ONGOING CHALLENGES FOR GENE THERAPY CLINICAL TRIALS
Each disease area is faced with the issue of identifying the optimal population to study, Finkel said, and, in fact, children may be the ideal first population to study in certain situations. There are also challenges with producing enough vector to treat patients on a dose per kilogram basis, which again would argue for starting trials in children, he said.
Jay Siegel, a former forum co-chair, added that another major challenge is that many of the diseases amenable to gene-based therapies are quite rare, which makes it difficult to secure the funding to develop and test a novel therapy. His hope is that as technology improves and as the field gains experience with successful vectors, development and manufacturing costs will fall.
FINAL REMARKS AND SUMMARY
Witten provided an overview of points highlighted by individual speakers throughout the workshop. The first session, she recalled, involved a robust discussion around natural history data and its uses, about dose selection, and the importance of transparency and careful assessment (see Box 6-1).
The second session explored issues of patient selection, enrollment, and consent both from the researchers’ point of view and from the patients’ perspective. The discussion, Witten said, focused on trial enrollment in the context of other available care, on burdens incurred by patients and their families during trial participation, and on eligibility criteria that can make trial enrollment difficult, Witten said (see Box 6-2).
The third session at the workshop included a robust discussion centered on developing endpoints for gene therapy clinical trials, Witten recalled. Examples were provided by speakers, including one that centered on developing a novel, clinically meaningful endpoint for assessing visual improvement in patients with retinal disorders. The workshop heard that patient registries can be valuable tools for developing clinical endpoints and that educational materials tailored to patients might be important to include in a given trial, Witten said. Additional points are provided in Box 6-3.

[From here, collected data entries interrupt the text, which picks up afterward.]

PR #581, opened 2018-04-18
#579: JsonQueryMapConfigForm use non default variable name

### LINKED ISSUE #579: Fix query maps page (persisted queries)
When I go to the /en/admin/config/graphql/query-maps/json page, I get the following error message:

> The website encountered an unexpected error. Please try again later.</br></br><em class="placeholder">RuntimeException</em>: Controller &quot;Drupal\graphql\Form\JsonQueryMapConfigForm::buildForm()&quot; requires that you provide a value for the &quot;$formState&quot; argument (because there is no default value or because there is a non optional argument after this one). in <em class="placeholder">Drupal\Core\Controller\ControllerResolver-&gt;doGetArguments()</em> (line <em class="placeholder">165</em> of <em class="placeholder">core/lib/Drupal/Core/Controller/ControllerResolver.php</em>).

bastnic:
The name of the arguments is not free to be change if we want to leverage the ControllerResolver work. So we need to use the default `$form_state` name argument instead of camelCase one.

Fix #579.

### DIFF
--- a/src/Form/JsonQueryMapConfigForm.php
+++ b/src/Form/JsonQueryMapConfigForm.php
@@ -60,7 +60,7 @@ class JsonQueryMapConfigForm extends ConfigFormBase {
   /**
    * {@inheritdoc}
    */
-  public function buildForm(array $form, FormStateInterface $formState) {
+  public function buildForm(array $form, FormStateInterface $form_state) {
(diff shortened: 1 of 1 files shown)


fubhy:
Thanks

Issue #584, opened 2018-04-25
Predict entity access cache contexts


pmelab:
Cache contexts are not predicted properly. Right now we just hardcode the `user.node_grants:view` context for nodes. Paragraphs for example include the parent entities access result, and we can't hardcode that. But there must be a way to predict cache contexts for access results.

pmelab:
@awm086 found the same problem with tmgmt.

awm086:
Thanks. I tried step in debug to see what is building the cache context but could not figure out where the contexts are being added, any pointers perhaps I could give it a shot myself?

pmelab:
The problem is that cache contexts are simply not predictable, since they may be altered in any alter hook, access check and who knows where else. We tried to predict them because this would allow us to check cache metadata automatically (thats the exception that jumped into everybody's face), but unfortunately it didn't work out.

Instead I reverted to the old solution that basically gets cache contexts from the result itself and stores them in a second cache that is keyed by the input query and arguments.

awm086:
I applied this patch on 8.x-3.0-beta7 (which is identical to 8.x-3.0) and now it is better but still some issues:
Upon the first request (query) submitted as a non user, that have access to 'execute arbitrary gql queries ', I get 
```
The website encountered an unexpected error. Please try again later.</br></br><em class="placeholder">LogicException</em>: The controller result claims to be providing relevant cache metadata, but leaked metadata was detected. Please ensure you are not rendering content too early. Returned object class: Drupal\Core\Cache\CacheableJsonResponse. in <em class="placeholder">Drupal\Core\EventSubscriber\EarlyRenderingControllerWrapperSubscriber-&gt;wrapControllerExecutionInRenderContext()</em> (line <em class="placeholder">154</em> of <em class="placeholder">core/lib/Drupal/Core/EventSubscriber/EarlyRenderingControllerWrapperSubscriber.php</em>).
```
Then, on the second request (refresh) the results are returned properly. 
I can reproduce this by clearing all caches and then submitting a query.

pmelab:
@awm086 Can you give me an example of a query where this happens?

awm086:
Any query, with tmgmt_content enabled. 
Example query:
```
query {
  nodeQuery(filter:{conditions:[{operator:EQUAL,field:"type",value:["article"]}]}){
    entities {
      entityUuid
      entityId
    }
  }
}
```

fubhy:
[...]

PR #587, opened 2018-04-26
Use renderer service to fix leaked metadata error.

awm086:
Fix error reported #584  which causes an error: The controller result claims to be providing relevant cache metadata, but leaked metadata was detected. Please ensure you are not rendering content too early.


fubhy:
Thanks for the PR! I can't merge it like this, though.

We need to use the render context inside of the resolvers, not in the controller. It has to be in the FieldPluginBase class. Why? Because we need to collect the cache metadata per field, not across the whole request/query.

src/Controller/RequestController.php
```diff
@@ -79,12 +90,18 @@ public function handleRequest($schema, $operations) {
    * @return \Drupal\Core\Cache\CacheableJsonResponse
    */
   protected function handleSingle($schema, $operations, $globals) {
-    $result = $this->processor->processQuery($schema, $operations, $globals);
+    /** @var \Drupal\graphql\GraphQL\Execution\QueryResult $result */
+    $result = [];
+    $context = new RenderContext();
+    $this->renderer->executeInRenderContext($context, function() use ($schema, $operations, $globals, &$result) {
```
fubhy: This is the wrong place, it has to be done in the field resolver.

fubhy (changes requested):
See above.

src/Controller/RequestController.php
pmelab: Could you elaborate why?

pmelab: Not here, but within the processor and add the collected cache metadata to the result?

fubhy: First of all because we want to cache each operation individually, secondly  because we want to collect cache metadata per field, not across the whole query (partial caching at some point).

fubhy: We could also add it in the processor if we can find a good place to run that code before every field. Sure.

awm086: @fubhy what's the most appropriate method in `FieldPluginBase`? is it  `resolveDeferred`
I am new to graphql and trying to find my way, would something like this be ok:
```
  protected function resolveDeferred(callable $callback, $value, array $args, ResolveContext $context, ResolveInfo $info) {
    $result = NULL;
    $this->getRenderer()
      ->executeInRenderContext(new RenderContext(), function () use ($callback, $value, $args, $context, $info, &$result) {
        $result = $callback($value, $args, $context, $info);
      });
...
...
```

fubhy: Yeah, but you could even do this: 

```php
protected function resolveDeferred(callable $callback, $value, array $args, ResolveContext, $context, ResolveInfo $info) {
    $result = $this->getRenderer()->executeInRenderContext(new RenderContext(), function () use ($callback, $value, $args, $context, $info, &$result) {
        return $callback($value, $args, $context, $info);
      });
}
```

awm086:
@fubhy thanks for the review. Updated the PR.

src/Plugin/GraphQL/Fields/FieldPluginBase.php
```diff
@@ -132,7 +152,9 @@ protected function isLanguageAwareField() {
    * {@inheritdoc}
    */
   protected function resolveDeferred(callable $callback, $value, array $args, ResolveContext $context, ResolveInfo $info) {
-    $result = $callback($value, $args, $context, $info);
+    $result = $this->getRenderer()->executeInRenderContext(new RenderContext(), function () use ($callback, $value, $args, $context, $info, &$result) {
```
fubhy: What does the &$result parameter in use() do there?

fubhy (changes requested):

src/Plugin/GraphQL/Fields/FieldPluginBase.php
awm086: Nothing.. removed.

fubhy (approved):

fubhy:
Thanks!

PR #588, opened 2018-04-29
Leaking result cache metadata

pmelab:


src/Plugin/GraphQL/Fields/FieldPluginBase.php
```diff
@@ -152,17 +152,18 @@ protected function isLanguageAwareField() {
    * {@inheritdoc}
    */
   protected function resolveDeferred(callable $callback, $value, array $args, ResolveContext $context, ResolveInfo $info) {
-    $result = $this->getRenderer()->executeInRenderContext(new RenderContext(), function () use ($callback, $value, $args, $context, $info) {
-      return $callback($value, $args, $context, $info);
-    });
+    $renderContext = new RenderContext();
+    $result = $callback($value, $args, $context, $info);
```
fubhy: Moving that outside of the render context kinda defeats the whole point, no?

fubhy (changes requested):

src/Plugin/GraphQL/Fields/FieldPluginBase.php
pmelab: The result is either a callable or a generator. And the generator is evaluated further down in `iterator_to_array`. Thats what I discovered when writing the tests.

pmelab: So thats what has to be wrapped in the render context.

fubhy: In that case, let's move the  line with new RenderContext() down there too.

pmelab: I'm okay with that 😃

fubhy:
@pmelab I updated the PR. I think we need to wrap the whole thing.

src/Plugin/GraphQL/Fields/FieldPluginBase.php
```diff
@@ -151,29 +151,34 @@ protected function isLanguageAwareField() {
...
-      return new Deferred(function () use ($result, $value, $args, $context, $info) {
-        return $this->resolveDeferred($result, $value, $args, $context, $info);
-      });
-    }
-
-    $result = iterator_to_array($result);
+  protected function resolveDeferred(callable $callback, $value, array $args, ResolveContext $context, ResolveInfo $info) {    
+    $renderContext = new RenderContext();
+    return $this->getRenderer()->executeInRenderContext($renderContext, function () use ($value, $args, $context, $info) {
+      $result = $callback($value, $args, $context, $info);
```
awm086: I think you need to add `$callback` and `$renderContext` to the use statement.

src/Plugin/GraphQL/Fields/FieldPluginBase.php
```diff
@@ -151,29 +151,34 @@ protected function isLanguageAwareField() {
...
+        $dependencies = $this->getCacheDependencies($result, $value, $args, $context, $info);
+        foreach ($dependencies as $dependency) {
+          $context->addCacheableDependency($dependency);
+        }
       }
-    }
 
-    return $this->unwrapResult($result, $info);
+      return $this->unwrapResult($result, $info);
+    }
```
awm086: build fails for syntax error ... I think you're missing `);` here.

fubhy:
I shouldn't try and edit this on my windows dual boot from the github text editor :D

awm086 (approved):

Issue #566, opened 2018-03-29
Enable Error Logging for GraphQL Queries


WeirdDNA:
When queries return HTTP 500 errors, generally no log is entered into the drupal logging system (admin/reports/dblog).  Please enable (at least the option) to log GraphQL query errors (and mutation, etc) errors.

luksak:
This would be really useful. Is there a temporary workaround to get the errors?

clemens-tolboom:
Trying to debug I see a development variable in

```php
  // \Drupal\graphql\Controller\RequestController::handleRequest
  public function handleRequest($schema, $operations) {
    $development = !empty($this->parameters['development']);
    $development = true;
    $globals = ['development' => $development];

    if (is_array($operations)) {
      return $this->handleBatch($schema, $operations, $globals);
    }

    return $this->handleSingle($schema, $operations, $globals);
  }
```

Not sure yet how to set it. Anyone?

clemens-tolboom:
Next testing with an invalid filter field __ccreated__ (double c)

```graphql
{
  query: nodeQuery(filter: {conditions: {field: "ccreated", value: "2018-04-22T00:00:00", operator: GREATER_THAN_OR_EQUAL}}) {
    entities {
      entityLabel
      entityType
      entityCreated
    }
  },
}
```
producing
```json
{
  "errors": [
    {
      "message": "Internal server error",
      "category": "internal",
      "locations": [
        {
          "line": 3,
          "column": 5
        }
      ],
      "path": [
        "query",
        "entities"
      ]
    }
  ],
  "data": {
    "query": {
      "entities": null
    }
  }
}
```

which comes from (in my codeflow)

```php
// \Symfony\Component\HttpFoundation\JsonResponse::setData
...
            } else {
                try {
$error_0 = $data->errors[0];
$data->errors[0] = $error_0->toSerializableArray();
$data->errors = [];
                    $data = json_encode($data, $this->encodingOptions);
                } catch (\Exception $e) {
                    if ('Exception' === get_class($e) && 0 === strpos($e->getMessage(), 'Failed calling ')) {
                        throw $e->getPrevious() ?: $e;
                    }
                    throw $e;
                }
            }
```

It seems like `json_encode()` chokes on the error as removing the error(s) works fine (as in getting a NONE 500).

Not sure what to do next :-(

clemens-tolboom:
[...]

PR #590, opened 2018-04-30
Add logging when developing.

clemens-tolboom:
Is this a useful answer to #566

### DIFF
--- a/src/Controller/RequestController.php
+++ b/src/Controller/RequestController.php
@@ -80,6 +80,9 @@ class RequestController implements ContainerInjectionInterface {
    */
   protected function handleSingle($schema, $operations, $globals) {
     $result = $this->processor->processQuery($schema, $operations, $globals);
+
+    $this->logErrors($result, $globals);
+
     $response = new CacheableJsonResponse($result);
     $response->addCacheableDependency($result);
     return $response;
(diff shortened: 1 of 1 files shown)


fubhy:
Yes, we should do this, but this is the wrong place.

If you want to give it another shot, this would be the right place: https://github.com/drupal-graphql/graphql/blob/8.x-3.x/src/GraphQL/Execution/QueryProcessor.php

clemens-tolboom:
Below the feedback from @pmelab https://github.com/drupal-graphql/graphql/issues/566#issuecomment-385648742

---

Thanks @clemens-tolboom !
To merge this, we need to change the approach a little.

- [ ] Errors should be logged on a processor level, since not all requests come from the HTTP endpoint (e.g. graphql_twig).
- [ ] IMO errors should also be logged when not in debug mode. If they happen in production, I'm even more interested what happened 😃
- [ ] Right now when debug mode is off, it will only log "Internal Server Error", which is not helpful.

The GraphQL library already accepts custom error handlers, we just have to use them:
http://webonyx.github.io/graphql-php/error-handling/#custom-error-handling-and-formatting

As far as I can tell they have to be added to the ServerConfig object: https://github.com/drupal-graphql/graphql/blob/8.x-3.x/src/GraphQL/Execution/QueryProcessor.php#L133

Do you have time to look into that? Else I will pick it up at some point in the future 😉

fubhy:
Yeah. The first point that Philipp mentioned is also what I mentioned. "Should be done in the Processor" => https://github.com/drupal-graphql/graphql/blob/8.x-3.x/src/GraphQL/Execution/QueryProcessor.php

And yes, probably with a custom error handler.

I can't work on this in the near future. Feel free to pick it up whenever you have time!

clemens-tolboom:
I cannot take this as I run into lot's of trouble using GraphQL which needs my attention too :-(

fubhy:
Continued in #662

clemens-tolboom:
👍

The fourth session of the workshop examined long-term patient followup and management. There is general agreement that long-term follow-up is needed in certain cases to identify and mitigate delayed risk, Witten said. Other fields, including oncology and cystic fibrosis, can provide excellent examples and lessons learned about challenges to following clinical trial participants and the transition from being a participant in a clinical trial to
surviving the disease and returning to standard clinical care, she said. The fourth session highlighted the need for strong infrastructure for long-term surveillance, Witten said, and there may be some exciting opportunities with mobile health applications. Summary points from the fourth session are provided in Box 6-4.
Over the years, the regulatory process has evolved with regard to gene therapies, Siegel said, and FDA is much more flexible regarding novel designs and approaches to clinical trials and the use of registries and surrogate endpoints, all while trying to maintain high scientific standards and make all of this feasible. The field is better situated today than at any time in the past to answer the challenges identified over the course of the day, he continued. “We know a lot more about how to create and develop registries and use them in the drug development and regulatory setting than we did,” he said, “and we know a lot more about how to create endpoints and how to validate endpoints, whether surrogate or real endpoints.”